╭──

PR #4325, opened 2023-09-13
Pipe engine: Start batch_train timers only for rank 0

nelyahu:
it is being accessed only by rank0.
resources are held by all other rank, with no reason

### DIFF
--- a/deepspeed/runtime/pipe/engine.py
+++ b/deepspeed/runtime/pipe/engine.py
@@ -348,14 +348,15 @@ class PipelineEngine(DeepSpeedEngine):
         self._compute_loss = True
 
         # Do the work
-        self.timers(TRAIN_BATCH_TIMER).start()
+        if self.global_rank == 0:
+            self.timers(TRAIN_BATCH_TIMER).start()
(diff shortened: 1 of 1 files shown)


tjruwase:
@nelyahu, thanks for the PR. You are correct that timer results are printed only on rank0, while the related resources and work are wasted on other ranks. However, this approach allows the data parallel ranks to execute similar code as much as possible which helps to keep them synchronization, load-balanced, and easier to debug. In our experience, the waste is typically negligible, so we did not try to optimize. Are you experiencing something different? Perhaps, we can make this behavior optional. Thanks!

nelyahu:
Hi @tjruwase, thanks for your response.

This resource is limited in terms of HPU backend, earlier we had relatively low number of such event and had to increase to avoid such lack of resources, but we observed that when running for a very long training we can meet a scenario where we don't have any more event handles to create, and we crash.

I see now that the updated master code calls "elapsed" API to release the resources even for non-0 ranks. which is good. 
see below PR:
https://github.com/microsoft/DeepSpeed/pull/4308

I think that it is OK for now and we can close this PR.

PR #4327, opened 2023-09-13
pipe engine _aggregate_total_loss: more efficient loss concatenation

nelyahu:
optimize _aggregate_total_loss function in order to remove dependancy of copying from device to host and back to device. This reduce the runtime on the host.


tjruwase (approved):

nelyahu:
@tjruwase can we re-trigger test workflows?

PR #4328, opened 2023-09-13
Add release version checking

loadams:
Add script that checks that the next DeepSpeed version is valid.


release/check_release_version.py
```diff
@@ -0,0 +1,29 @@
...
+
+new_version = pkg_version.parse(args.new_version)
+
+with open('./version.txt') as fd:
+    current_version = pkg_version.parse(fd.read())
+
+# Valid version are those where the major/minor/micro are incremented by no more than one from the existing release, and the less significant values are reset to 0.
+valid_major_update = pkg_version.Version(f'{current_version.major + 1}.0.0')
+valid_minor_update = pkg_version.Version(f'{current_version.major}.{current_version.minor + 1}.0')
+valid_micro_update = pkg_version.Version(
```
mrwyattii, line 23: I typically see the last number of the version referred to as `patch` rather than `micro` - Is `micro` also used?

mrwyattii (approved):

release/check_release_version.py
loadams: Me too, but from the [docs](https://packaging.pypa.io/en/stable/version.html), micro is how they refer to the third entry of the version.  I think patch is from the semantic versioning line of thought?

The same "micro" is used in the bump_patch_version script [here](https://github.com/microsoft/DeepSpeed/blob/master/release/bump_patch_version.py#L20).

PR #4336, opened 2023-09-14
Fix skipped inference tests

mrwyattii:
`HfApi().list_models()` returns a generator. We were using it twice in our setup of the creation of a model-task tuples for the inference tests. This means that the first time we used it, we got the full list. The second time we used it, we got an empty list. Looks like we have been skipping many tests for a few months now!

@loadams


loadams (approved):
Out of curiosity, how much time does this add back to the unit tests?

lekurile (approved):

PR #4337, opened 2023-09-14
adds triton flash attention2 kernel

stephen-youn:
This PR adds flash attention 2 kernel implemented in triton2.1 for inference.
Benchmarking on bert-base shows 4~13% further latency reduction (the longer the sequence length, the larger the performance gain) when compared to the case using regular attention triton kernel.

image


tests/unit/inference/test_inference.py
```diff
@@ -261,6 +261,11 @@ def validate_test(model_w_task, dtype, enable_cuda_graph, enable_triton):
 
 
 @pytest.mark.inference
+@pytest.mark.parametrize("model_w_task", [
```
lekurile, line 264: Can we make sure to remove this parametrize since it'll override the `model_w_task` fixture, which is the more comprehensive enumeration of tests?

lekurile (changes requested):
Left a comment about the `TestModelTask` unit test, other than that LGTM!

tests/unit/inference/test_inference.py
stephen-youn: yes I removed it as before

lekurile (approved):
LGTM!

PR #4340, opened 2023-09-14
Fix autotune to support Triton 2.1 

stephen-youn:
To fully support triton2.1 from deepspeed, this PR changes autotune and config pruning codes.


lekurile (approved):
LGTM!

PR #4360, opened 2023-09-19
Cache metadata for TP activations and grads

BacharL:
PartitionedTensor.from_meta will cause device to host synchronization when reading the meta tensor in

╰──

All lines of the records above with the word "unit" in them are to be copied.

Out of curiosity, how much time does this add back to the unit tests?
tests/unit/inference/test_inference.py
Left a comment about the `TestModelTask` unit test, other than that LGTM!
tests/unit/inference/test_inference.py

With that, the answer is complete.